Social equality was sought to be achieved by
(1) caste equality or abolition of caste system, 
(2) relations among economic classes,
(3) relations among people of different religions and nationalities, and 
(4) status of women in society.

The SGGS is replete with feminine symbolism. In this paper I explore the causes of women's degradation one by one and demonstrate the hollowness of the various theories advanced to enslave women. This paper examines some of the causes of the social degradation of the status of women and refutes the various theories advanced to advocate and promote social inequality between sexes. SGGS not only suggests remedial measures for rectification of the situation but also orders their adoption in our day to day conduct. Nirmal Kuman Jain in his book Sikh Religion and Philosophy cited by Nikky Singh (p.) remarks:
The Gurus have tried to build a road for men and women on which both could walk hand in hand. It (Sikhism) is for this reason a very revolutionary creed, for most of the religions in practice have created a gulf between the two.

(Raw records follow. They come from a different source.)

Issue #1520, opened 2019-01-29
SUI to support support webmks 


AllenBW:
Description of problem:
:point_up: [January 29, 2019 9:51 AM](https://gitter.im/ManageIQ/manageiq/providers?at=5c5068888aa5ca5abf4edda7)

https://bugzilla.redhat.com/show_bug.cgi?id=1532720

skateman:
So as the WebMKS console isn't shipped OOTB and we cannot precompile assets on an already existing appliance, it cannot be included into the asset pipeline nor a webpack pack (sounds funny, you seriously say it like this?). So I think we could do the following:
```js
// Send a HEAD request to determine if the file exists, IMO it's enough to check for the JS
fetch('webmks/wmks.min.js', {
  method: 'HEAD'
}).then(() => new Promise((resolve, reject) => { // Create and return with a promise
  // Create a <link> tag that loads the CSS file and append it to the page
  let link = document.createElement('link');
  link.rel = 'stylesheet';
  link.type = 'text/css';
  link.href = '/webmks/css/wmks-all.css';
  document.head.appendChild(link);

  // Create a <script> tag that loads the JS file
  let script = document.createElement('script');
  script.src = '/webmks/wmks.min.js';

  script.onload = () => resolve(); // Set an onload function that resolves the promise

  document.head.appendChild(script); // Append the <script> tag to the page
})).then(() => {
  // The code is loaded, we can do stuff with WebMKS
}).catch((error) => {
  // some error handling
});

```

himdel:
I suppose so..., which implementation of `fetch`?

ahrechushkin:
Is there any new about this feature?

skateman:
@AllenBW when will you have time to take a look? Do you have any questions about how and where to start?

AllenBW:
Heyoh pto caused the delayed response, if time is available later this week I can begin to give this some 👀 in earnest! 🤞

ahrechushkin:
up

skateman:
@AllenBW ping?

AllenBW:
Yah, haven't had the time. 😔

ahrechushkin:
up

AllenBW:
no update on my end

skateman:
Yes update on my end, final PR coming soon :smiling_imp:

PR #1553, opened 2019-07-01
Update the VM remote console button to the new unified HTML5 console

skateman:
In order to support [webmks](https://github.com/ManageIQ/manageiq-ui-service/issues/1520) here, there were some [changes](https://github.com/ManageIQ/manageiq/pull/18927) in the backend for the new HTML5 console meta type. This PR adjusts the codebase to these changes. 

Depends on: https://github.com/ManageIQ/manageiq/pull/18927 and https://github.com/ManageIQ/manageiq-api/pull/621

https://bugzilla.redhat.com/show_bug.cgi?id=1532720

PR #1554, opened 2019-07-02
 Add support for WebMKS remote consoles via a custom template

skateman:
This is the very last piece of the puzzle for having WebMKS support in the SUI...

@miq-bot add_reviewer @himdel 
@miq-bot add_label enhancement, hammer/no

Resolves https://github.com/ManageIQ/manageiq-ui-service/issues/1520
Depends on https://github.com/ManageIQ/manageiq-ui-service/pull/1553 https://github.com/ManageIQ/manageiq-api/pull/621 https://github.com/ManageIQ/manageiq/pull/18927
Fixes https://bugzilla.redhat.com/show_bug.cgi?id=1532720

### DIFF
--- a/client/app/core/product-features.constants.json
+++ b/client/app/core/product-features.constants.json
@@ -30,7 +30,7 @@
         "ADD": "sui_vm_snapshot_create",
         "DELETE": "sui_vm_snapshot_delete"
       },
-      "CONSOLE": "sui_vm_console",
+      "HTML5_CONSOLE": "sui_vm_html5_console",
       "WEB_CONSOLE": "sui_vm_web_console",
       "TAGS": "sui_vm_tags",
       "RETIRE": "sui_vm_retire",
--- a/client/app/services/consoles.service.js
+++ b/client/app/services/consoles.service.js
@@ -63,6 +63,9 @@ export function ConsolesFactory ($window, CollectionsApi, $timeout, $location, E
       case 'spice':
         openSpice(results)
         break
+      case 'webmks':
+        openWebmks(results)
+        break
       case 'vnc':
         openVnc(results)
         break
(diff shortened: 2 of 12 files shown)


skateman:
@himdel @AllenBW somehow the remote console file isn't accessible through `/ui/service` in development. Neither in this PR and in the master. However, I assume this thingie worked before I toughed anything and it will work in production as it should. I manually dropped the `/ui/service` prefix from the URL after opening the console popup and it worked.

himdel:
> the remote console file isn't accessible through /ui/service in development

Yeah, the current consoles have the same problem. There is no directory to serve those files from, before you build it. And webpack-dev-server only supports proxying, not custom data routes.

Testing should still be possible by running `yarn run build`, running ops ui, and going to http://localhost:3000/ui/service

himdel:
@skateman you want to add `/* eslint comma-dangle: 0 */` on the first line of the file.

AllenBW:
> @skateman you want to add `/* eslint comma-dangle: 0 */` on the first line of the file.

Should we just turn it off in the eslint config? we already turn this off in 4 other places 🤔

himdel:
Oh, @AllenBW I was under the impression that standardjs is involved and disabling globally would be non-trivial. If that's not so, yeah, by all means let's switch that off :)

AllenBW:
Ah that's right, we could rework linting to extend standard, have all the benefits of with the ability to edit easily 🤔  https://github.com/standard/eslint-config-standard

skateman:
This is ready for review, the test and the noVNC dependency is still relevant, the old consoles should work as before.

himdel:
LGTM, I've seen this work :)
(Waiting for core)

PR #1562, opened 2019-07-24
[IVANCHUK] Update gettext catalog for ivanchuk

mzazrivec:


himdel:
What's the reason behind introducing `es` in addition to the `es-ES` we already have?

Should `es` be *replacing* `es-ES` instead of having 2 versions?

(I don't think it makes sense to have a "spanish (generic)" and "spanish (spain)" as 2 variants, maybe one of them should be `es-419` for latin america?)

mzazrivec:
The `es` locale, that seems like it's been added, is a merge of the `es` translation we have in `hammer` branch. It just seems like a new locale, because we did not have it in `master` branch.

The `es` translation has been contributed by an external translating company, `es-ES` is a community contribution. And I guess that we can consider `es` a generic spanish translation, while `es-ES` contains Spain-specific translation.

himdel:
OK, as long as both are a valid up to date translations.. :) Thanks :)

The first step in this direction is taken by writing in praise of women.
III. ADVOCATION OF WOMENS RIGHTS IN SRI GURU GRANTH SAHIB
1. IN PRAISE OF WOMEN. Guru Nanak (first Guru) writes. "from the woman is our birth, in the woman's womb are we shaped; To the woman we are engaged, to the woman we are wedded; The woman is our friend and from woman is the family; Through the woman are the bonds of the world; Why call woman evil who gives birth to kings and all? From the woman is the woman, without woman there is none". (SGGS, pp. 473)

The Guru reprimands those who consider women as inferior to men. He sees them as active partners in advancing goodwill, general happiness and the collective moral values of society. This declaration definitively requires women to be placed in high esteem. Guru Nanak openly chides those who attribute pollution to women because of menstruation and asserts that pollution lies in the heart and mind of the person and not in the cosmic process of birth.
"If pollution attaches to birth, then pollution is everywhere (for birth is universal). Cow-dung (used for purifying the kitchen floor by Hindus) and firewood breed maggots; Not one grain of corn is without life; Water itself is a living substance, imparting life to all vegetation. How can we then believe in pollution, when pollution inheres within staples? Says Nanak, pollution is not washed away by purificatory rituals; Pollution is removed by true knowledge alone". (SGGS, pp.472).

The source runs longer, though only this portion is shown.